Look over the data below and give the number of lines containing the word "ChownDirs", with no other words.

Records excerpted from a collection
:::::

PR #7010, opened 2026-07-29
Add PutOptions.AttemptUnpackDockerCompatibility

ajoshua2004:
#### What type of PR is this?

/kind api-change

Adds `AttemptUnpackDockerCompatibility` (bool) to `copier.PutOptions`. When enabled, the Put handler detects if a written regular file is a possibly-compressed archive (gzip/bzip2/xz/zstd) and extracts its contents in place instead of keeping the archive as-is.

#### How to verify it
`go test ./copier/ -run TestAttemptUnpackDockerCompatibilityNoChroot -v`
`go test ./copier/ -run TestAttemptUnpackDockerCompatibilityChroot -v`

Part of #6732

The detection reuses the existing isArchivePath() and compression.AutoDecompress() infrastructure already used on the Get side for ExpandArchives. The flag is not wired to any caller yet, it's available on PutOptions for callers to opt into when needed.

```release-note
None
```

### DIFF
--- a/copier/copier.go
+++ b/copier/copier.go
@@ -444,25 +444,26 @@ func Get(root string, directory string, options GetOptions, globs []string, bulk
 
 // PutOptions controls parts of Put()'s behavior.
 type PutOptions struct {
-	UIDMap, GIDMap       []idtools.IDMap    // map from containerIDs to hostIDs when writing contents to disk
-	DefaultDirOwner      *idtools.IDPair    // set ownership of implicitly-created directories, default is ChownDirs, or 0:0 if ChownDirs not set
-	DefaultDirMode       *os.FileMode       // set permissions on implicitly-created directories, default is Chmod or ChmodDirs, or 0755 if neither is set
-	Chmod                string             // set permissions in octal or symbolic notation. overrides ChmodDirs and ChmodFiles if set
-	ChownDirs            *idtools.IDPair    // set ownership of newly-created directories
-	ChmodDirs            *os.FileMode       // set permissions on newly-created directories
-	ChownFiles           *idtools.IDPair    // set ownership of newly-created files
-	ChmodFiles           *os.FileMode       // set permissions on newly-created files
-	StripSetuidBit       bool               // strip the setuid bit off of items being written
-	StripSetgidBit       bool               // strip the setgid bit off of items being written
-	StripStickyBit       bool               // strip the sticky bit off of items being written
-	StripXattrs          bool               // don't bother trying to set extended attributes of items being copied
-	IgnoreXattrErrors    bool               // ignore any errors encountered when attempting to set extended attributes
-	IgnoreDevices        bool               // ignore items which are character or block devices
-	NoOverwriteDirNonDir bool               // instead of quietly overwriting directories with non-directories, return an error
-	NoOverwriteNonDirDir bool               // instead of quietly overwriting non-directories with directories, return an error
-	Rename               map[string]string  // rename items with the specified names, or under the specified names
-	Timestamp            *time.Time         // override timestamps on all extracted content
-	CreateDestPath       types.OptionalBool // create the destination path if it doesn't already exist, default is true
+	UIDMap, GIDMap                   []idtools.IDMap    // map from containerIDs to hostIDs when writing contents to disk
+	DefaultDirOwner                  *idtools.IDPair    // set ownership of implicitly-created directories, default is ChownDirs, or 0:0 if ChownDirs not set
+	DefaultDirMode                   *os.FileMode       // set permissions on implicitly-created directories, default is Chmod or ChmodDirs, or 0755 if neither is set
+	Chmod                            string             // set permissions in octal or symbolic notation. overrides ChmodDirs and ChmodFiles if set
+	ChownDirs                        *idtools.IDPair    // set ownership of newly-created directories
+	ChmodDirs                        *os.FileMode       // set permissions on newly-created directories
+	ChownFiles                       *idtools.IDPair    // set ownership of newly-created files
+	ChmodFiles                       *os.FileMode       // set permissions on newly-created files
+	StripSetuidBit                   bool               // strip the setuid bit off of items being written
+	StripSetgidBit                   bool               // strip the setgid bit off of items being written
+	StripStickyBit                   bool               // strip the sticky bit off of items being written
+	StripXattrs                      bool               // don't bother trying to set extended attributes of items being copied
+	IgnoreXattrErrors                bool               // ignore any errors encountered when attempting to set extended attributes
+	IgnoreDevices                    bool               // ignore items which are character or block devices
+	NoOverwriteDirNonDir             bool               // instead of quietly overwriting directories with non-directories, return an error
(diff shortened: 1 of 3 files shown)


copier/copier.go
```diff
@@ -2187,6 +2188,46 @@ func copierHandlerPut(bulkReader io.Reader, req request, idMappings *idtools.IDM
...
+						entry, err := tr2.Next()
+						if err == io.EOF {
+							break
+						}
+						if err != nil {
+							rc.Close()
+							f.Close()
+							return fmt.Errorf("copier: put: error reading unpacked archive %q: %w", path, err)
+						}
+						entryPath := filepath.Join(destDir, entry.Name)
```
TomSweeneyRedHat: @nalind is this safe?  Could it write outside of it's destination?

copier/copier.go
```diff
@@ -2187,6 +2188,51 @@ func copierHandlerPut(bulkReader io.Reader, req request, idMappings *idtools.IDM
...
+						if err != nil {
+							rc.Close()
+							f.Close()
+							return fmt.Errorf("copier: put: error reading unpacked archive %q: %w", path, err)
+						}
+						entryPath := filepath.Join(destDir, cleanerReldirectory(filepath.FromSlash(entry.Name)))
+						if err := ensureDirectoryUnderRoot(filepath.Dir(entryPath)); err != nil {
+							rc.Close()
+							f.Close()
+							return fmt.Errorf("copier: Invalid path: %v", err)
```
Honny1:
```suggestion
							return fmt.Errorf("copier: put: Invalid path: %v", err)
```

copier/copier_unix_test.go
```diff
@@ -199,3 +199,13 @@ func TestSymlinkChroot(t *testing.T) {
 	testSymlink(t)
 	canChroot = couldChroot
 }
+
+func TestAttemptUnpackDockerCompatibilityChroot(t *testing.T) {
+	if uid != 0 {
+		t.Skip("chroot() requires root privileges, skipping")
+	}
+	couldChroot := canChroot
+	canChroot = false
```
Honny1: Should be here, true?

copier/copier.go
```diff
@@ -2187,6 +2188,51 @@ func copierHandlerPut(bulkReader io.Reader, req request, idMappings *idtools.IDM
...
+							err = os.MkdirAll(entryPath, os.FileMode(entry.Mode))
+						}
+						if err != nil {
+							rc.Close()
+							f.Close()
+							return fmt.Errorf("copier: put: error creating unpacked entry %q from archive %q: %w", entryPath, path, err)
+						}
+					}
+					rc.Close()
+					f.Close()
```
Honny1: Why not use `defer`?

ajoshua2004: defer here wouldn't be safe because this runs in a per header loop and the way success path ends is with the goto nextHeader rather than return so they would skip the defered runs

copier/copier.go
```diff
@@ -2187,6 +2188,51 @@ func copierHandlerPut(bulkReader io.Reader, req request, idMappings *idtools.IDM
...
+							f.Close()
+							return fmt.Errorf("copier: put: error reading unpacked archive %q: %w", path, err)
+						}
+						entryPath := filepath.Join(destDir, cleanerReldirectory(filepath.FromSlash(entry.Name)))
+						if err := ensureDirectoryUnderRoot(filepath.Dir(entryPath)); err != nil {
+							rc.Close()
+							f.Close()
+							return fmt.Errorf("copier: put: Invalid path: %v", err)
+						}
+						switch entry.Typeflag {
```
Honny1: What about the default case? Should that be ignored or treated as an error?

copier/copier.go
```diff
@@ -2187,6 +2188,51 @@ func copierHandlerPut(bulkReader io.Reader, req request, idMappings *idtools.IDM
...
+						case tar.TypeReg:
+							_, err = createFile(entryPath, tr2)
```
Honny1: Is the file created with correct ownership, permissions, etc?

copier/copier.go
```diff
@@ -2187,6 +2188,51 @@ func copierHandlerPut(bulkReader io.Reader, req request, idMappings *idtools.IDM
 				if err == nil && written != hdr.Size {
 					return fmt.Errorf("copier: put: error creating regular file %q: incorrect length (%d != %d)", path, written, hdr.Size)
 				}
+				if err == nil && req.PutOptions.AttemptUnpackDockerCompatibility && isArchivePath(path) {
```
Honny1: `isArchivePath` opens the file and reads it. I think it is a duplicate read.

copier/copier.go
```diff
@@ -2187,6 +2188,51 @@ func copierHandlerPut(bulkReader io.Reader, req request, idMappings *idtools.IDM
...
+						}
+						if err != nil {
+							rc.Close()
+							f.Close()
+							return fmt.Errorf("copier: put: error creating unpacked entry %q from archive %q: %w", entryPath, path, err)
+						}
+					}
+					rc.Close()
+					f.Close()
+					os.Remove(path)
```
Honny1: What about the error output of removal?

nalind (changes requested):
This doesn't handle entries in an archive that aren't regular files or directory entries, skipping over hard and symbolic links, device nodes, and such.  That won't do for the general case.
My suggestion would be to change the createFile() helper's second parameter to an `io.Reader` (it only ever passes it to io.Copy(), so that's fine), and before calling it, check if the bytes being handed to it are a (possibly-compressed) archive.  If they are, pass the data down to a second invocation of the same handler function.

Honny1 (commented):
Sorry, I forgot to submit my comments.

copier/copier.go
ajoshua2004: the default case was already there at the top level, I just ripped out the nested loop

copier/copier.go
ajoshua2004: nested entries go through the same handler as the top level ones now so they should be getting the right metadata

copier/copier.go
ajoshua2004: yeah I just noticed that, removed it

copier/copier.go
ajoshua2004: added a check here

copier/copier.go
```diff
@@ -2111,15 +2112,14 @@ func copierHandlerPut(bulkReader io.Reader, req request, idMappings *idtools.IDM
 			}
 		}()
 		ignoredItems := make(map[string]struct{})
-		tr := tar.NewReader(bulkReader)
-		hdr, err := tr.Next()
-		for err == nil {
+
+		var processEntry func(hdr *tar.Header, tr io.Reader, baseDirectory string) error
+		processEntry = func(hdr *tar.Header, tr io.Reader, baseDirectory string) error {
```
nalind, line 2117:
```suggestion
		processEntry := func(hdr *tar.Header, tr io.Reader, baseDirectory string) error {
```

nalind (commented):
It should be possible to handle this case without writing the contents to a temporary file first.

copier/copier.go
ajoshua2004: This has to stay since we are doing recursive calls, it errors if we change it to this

:::::

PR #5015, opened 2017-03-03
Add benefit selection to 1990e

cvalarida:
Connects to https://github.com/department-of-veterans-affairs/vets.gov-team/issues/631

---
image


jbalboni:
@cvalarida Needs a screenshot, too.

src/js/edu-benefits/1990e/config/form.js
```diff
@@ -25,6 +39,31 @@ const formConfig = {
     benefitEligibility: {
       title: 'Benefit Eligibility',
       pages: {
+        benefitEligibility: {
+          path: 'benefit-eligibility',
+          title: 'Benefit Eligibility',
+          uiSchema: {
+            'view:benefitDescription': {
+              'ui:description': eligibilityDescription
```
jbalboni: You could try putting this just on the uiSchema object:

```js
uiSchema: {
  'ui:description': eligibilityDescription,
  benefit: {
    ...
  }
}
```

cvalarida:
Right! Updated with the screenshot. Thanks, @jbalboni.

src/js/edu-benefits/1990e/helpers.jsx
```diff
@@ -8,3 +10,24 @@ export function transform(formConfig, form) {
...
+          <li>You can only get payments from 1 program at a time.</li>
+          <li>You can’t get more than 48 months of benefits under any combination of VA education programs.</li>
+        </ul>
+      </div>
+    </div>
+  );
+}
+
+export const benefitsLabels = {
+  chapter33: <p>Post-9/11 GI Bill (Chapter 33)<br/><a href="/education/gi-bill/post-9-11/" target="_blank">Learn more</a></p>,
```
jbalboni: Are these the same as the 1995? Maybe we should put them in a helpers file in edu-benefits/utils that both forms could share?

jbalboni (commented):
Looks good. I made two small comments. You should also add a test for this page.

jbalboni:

:::::

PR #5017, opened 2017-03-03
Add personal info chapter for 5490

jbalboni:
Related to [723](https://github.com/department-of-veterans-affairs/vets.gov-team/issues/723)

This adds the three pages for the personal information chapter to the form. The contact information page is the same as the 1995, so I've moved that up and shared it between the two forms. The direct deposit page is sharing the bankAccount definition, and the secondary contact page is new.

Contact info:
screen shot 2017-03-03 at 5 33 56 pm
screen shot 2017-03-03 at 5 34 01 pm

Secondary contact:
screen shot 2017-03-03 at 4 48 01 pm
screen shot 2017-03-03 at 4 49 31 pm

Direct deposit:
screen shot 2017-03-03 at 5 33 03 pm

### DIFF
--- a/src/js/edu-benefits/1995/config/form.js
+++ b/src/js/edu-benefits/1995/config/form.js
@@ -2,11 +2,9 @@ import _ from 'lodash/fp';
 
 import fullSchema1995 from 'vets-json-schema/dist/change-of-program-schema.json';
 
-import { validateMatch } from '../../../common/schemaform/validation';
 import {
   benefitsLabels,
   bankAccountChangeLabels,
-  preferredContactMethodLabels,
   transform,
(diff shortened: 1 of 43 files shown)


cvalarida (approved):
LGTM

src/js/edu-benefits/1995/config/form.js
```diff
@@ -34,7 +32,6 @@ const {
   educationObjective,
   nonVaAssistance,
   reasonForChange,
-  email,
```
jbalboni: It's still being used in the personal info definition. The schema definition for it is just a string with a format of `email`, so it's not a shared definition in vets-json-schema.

:::::

## Exercise output
4